--- The problem ---
Among the entries below, take the line with "-67,7 +66,7 @@" and the line with "of the results", and output them and every line between them exactly, with nothing else.

[Given information Boundary: Start]

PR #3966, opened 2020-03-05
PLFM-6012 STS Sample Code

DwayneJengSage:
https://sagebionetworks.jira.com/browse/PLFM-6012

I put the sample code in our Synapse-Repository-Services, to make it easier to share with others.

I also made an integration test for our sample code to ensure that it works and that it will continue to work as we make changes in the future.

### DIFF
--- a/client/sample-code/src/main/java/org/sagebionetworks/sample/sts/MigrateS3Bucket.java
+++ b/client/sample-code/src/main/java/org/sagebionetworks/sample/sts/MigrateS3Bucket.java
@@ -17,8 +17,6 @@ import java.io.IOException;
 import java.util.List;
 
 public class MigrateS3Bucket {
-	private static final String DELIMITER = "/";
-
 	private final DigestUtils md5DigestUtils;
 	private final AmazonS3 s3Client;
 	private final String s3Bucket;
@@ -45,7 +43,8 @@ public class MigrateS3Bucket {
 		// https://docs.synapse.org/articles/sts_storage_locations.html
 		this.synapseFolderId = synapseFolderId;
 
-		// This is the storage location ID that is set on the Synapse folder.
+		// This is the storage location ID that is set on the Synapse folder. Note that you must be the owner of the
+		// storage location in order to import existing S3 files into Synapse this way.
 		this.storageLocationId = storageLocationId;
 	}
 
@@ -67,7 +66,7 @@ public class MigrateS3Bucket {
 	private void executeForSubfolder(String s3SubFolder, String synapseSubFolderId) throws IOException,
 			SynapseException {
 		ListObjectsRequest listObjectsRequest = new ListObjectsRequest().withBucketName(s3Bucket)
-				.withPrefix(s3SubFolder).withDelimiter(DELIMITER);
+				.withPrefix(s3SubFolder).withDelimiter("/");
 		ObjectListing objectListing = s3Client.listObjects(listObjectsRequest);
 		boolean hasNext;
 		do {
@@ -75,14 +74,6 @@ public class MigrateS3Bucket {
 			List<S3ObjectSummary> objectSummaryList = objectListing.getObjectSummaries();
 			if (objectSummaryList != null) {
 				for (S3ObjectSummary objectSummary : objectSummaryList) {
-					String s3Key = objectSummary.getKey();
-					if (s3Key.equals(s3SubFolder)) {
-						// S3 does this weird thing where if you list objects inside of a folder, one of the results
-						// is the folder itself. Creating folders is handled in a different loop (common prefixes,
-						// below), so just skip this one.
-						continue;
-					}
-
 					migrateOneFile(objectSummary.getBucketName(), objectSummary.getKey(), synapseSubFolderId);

[Given information Boundary: End]
[Given information Boundary: Start]

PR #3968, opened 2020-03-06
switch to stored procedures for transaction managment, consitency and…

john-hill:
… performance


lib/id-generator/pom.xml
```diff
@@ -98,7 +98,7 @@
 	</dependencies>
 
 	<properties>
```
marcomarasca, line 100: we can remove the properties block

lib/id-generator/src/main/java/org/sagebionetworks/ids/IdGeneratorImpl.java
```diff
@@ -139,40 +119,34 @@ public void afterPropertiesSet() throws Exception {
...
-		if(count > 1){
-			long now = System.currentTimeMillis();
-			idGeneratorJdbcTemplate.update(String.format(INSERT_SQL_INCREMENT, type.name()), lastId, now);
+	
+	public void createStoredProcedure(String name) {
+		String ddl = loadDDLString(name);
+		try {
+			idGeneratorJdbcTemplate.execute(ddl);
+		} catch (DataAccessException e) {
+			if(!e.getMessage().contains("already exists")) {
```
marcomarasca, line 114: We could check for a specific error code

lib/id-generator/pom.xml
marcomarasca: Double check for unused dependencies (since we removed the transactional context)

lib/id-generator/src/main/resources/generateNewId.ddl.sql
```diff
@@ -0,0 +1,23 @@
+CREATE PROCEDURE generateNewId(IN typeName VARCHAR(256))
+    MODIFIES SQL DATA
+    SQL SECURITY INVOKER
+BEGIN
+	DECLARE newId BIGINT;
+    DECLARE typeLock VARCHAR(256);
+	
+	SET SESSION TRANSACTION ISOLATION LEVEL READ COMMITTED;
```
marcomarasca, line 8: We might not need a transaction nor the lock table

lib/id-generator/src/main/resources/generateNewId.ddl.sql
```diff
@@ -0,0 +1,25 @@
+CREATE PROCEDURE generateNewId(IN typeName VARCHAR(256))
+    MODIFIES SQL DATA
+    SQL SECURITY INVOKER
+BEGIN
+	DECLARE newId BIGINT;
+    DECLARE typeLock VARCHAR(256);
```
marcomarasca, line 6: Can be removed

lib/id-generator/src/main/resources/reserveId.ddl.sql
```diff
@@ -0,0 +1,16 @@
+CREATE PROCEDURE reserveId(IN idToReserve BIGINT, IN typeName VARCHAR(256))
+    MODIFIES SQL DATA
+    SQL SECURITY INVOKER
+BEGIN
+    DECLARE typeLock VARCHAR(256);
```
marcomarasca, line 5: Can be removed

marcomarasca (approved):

[Given information Boundary: End]

--- Solution ---
@@ -67,7 +66,7 @@ public class MigrateS3Bucket {
 	private void executeForSubfolder(String s3SubFolder, String synapseSubFolderId) throws IOException,
 			SynapseException {
 		ListObjectsRequest listObjectsRequest = new ListObjectsRequest().withBucketName(s3Bucket)
-				.withPrefix(s3SubFolder).withDelimiter(DELIMITER);
+				.withPrefix(s3SubFolder).withDelimiter("/");
 		ObjectListing objectListing = s3Client.listObjects(listObjectsRequest);
 		boolean hasNext;
 		do {
@@ -75,14 +74,6 @@ public class MigrateS3Bucket {
 			List<S3ObjectSummary> objectSummaryList = objectListing.getObjectSummaries();
 			if (objectSummaryList != null) {
 				for (S3ObjectSummary objectSummary : objectSummaryList) {
-					String s3Key = objectSummary.getKey();
-					if (s3Key.equals(s3SubFolder)) {
-						// S3 does this weird thing where if you list objects inside of a folder, one of the results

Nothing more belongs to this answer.